# THE TASK:
Reproduce, exactly and in full, only the lines below from the one containing "PR #45, opened 2022-02-18" through the one containing "and chip coordinate.".
##### DATA RECORDS
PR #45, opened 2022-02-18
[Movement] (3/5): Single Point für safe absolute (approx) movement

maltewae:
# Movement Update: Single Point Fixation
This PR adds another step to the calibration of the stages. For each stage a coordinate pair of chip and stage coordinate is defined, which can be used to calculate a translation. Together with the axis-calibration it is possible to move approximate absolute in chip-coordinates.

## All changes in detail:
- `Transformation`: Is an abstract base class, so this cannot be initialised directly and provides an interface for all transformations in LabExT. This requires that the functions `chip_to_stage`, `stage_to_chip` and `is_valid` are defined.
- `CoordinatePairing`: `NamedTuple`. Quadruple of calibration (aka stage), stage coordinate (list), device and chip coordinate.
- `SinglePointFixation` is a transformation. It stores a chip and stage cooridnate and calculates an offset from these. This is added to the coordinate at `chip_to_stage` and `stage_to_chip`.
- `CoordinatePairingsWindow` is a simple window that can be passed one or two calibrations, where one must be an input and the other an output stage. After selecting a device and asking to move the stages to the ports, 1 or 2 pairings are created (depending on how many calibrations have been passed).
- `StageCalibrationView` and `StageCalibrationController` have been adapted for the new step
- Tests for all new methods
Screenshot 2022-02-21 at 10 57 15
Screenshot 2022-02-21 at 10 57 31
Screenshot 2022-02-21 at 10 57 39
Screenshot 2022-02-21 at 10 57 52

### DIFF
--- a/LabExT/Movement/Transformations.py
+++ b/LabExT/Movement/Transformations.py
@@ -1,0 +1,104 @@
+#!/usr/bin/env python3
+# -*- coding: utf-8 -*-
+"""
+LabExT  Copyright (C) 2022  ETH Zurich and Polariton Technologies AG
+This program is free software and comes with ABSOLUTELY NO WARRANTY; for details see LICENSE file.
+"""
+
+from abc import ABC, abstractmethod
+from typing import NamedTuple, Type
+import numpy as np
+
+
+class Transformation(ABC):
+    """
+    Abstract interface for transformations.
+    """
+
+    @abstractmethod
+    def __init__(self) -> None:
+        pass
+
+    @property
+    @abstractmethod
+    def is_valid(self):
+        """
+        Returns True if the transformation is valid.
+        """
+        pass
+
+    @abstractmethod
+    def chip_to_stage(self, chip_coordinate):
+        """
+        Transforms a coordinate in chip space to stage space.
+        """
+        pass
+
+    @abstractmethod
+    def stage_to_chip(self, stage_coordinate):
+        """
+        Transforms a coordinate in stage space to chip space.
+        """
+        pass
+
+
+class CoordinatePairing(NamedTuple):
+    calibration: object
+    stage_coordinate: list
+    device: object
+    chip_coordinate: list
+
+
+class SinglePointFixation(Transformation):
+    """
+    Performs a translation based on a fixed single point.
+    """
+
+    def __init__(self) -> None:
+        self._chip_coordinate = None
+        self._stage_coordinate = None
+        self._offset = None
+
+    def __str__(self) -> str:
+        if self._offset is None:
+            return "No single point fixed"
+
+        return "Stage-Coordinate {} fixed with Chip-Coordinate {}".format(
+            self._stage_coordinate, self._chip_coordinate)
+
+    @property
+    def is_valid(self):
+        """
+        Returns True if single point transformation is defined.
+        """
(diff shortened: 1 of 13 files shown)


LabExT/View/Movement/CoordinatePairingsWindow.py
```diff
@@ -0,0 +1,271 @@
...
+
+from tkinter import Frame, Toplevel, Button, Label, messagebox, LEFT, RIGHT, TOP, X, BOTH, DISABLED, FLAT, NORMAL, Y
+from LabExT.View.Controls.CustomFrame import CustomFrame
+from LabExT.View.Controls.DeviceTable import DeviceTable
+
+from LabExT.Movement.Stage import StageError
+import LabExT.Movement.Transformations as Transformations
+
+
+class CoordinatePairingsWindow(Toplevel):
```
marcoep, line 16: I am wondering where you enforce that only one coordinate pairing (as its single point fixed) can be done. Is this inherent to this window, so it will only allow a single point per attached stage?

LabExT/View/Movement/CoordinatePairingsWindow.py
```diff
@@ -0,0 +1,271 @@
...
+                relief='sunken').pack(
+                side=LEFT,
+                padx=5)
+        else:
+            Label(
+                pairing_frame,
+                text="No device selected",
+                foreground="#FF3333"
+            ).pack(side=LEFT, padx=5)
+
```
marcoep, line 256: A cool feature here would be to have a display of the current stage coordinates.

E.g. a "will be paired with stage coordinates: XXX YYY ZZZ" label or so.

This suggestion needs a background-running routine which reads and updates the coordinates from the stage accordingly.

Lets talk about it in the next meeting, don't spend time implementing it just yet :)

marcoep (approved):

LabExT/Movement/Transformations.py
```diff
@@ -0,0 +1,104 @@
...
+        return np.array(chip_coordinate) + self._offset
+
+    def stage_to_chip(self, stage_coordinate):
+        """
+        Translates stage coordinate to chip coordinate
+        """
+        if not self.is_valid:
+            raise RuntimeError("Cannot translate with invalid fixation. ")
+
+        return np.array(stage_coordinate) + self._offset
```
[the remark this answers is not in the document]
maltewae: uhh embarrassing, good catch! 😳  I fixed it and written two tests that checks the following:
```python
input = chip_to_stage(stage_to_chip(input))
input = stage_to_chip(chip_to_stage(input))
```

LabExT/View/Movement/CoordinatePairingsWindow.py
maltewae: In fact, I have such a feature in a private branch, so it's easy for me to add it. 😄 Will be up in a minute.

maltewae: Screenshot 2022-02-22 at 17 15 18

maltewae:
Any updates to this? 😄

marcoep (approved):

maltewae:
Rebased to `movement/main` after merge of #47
##########
##### DATA RECORDS
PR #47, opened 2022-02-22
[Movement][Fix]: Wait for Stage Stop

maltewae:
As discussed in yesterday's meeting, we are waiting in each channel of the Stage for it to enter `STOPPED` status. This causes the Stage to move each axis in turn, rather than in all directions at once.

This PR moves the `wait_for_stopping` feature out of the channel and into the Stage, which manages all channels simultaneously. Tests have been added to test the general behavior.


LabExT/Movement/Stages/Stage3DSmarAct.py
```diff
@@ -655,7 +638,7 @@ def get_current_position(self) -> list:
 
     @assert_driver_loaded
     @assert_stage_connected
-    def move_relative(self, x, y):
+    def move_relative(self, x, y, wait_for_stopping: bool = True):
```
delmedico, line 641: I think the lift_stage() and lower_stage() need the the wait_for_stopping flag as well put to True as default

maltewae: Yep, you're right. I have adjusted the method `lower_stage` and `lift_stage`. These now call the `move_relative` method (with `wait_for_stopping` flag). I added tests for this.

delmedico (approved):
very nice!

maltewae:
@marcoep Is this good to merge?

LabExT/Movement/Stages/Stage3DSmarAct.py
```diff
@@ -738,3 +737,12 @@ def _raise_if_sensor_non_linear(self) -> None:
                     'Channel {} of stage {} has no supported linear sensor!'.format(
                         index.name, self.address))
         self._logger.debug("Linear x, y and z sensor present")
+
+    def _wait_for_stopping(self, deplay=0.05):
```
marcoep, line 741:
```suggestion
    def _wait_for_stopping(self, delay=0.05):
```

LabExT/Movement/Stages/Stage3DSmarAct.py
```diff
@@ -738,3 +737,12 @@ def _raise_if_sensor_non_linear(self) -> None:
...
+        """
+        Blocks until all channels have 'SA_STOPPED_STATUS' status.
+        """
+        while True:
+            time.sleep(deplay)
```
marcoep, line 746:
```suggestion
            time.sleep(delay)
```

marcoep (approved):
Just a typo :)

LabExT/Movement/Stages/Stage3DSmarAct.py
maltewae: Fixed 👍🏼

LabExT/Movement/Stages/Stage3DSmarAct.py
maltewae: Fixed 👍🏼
##########
# FINAL ANSWER:
PR #45, opened 2022-02-18
[Movement] (3/5): Single Point für safe absolute (approx) movement

maltewae:
# Movement Update: Single Point Fixation
This PR adds another step to the calibration of the stages. For each stage a coordinate pair of chip and stage coordinate is defined, which can be used to calculate a translation. Together with the axis-calibration it is possible to move approximate absolute in chip-coordinates.

## All changes in detail:
- `Transformation`: Is an abstract base class, so this cannot be initialised directly and provides an interface for all transformations in LabExT. This requires that the functions `chip_to_stage`, `stage_to_chip` and `is_valid` are defined.
- `CoordinatePairing`: `NamedTuple`. Quadruple of calibration (aka stage), stage coordinate (list), device and chip coordinate.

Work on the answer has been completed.